*** Block opens ***

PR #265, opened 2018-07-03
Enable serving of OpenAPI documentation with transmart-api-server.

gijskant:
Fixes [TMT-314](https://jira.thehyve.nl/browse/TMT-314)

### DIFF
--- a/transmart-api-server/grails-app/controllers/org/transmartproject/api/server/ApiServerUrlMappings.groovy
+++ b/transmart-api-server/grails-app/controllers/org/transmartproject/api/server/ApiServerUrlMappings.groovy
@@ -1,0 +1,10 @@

*** Block closes ***

Locate and copy each line in the data above that includes the word "transmartproject".

--- a/transmart-api-server/grails-app/controllers/org/transmartproject/api/server/ApiServerUrlMappings.groovy
+++ b/transmart-api-server/grails-app/controllers/org/transmartproject/api/server/ApiServerUrlMappings.groovy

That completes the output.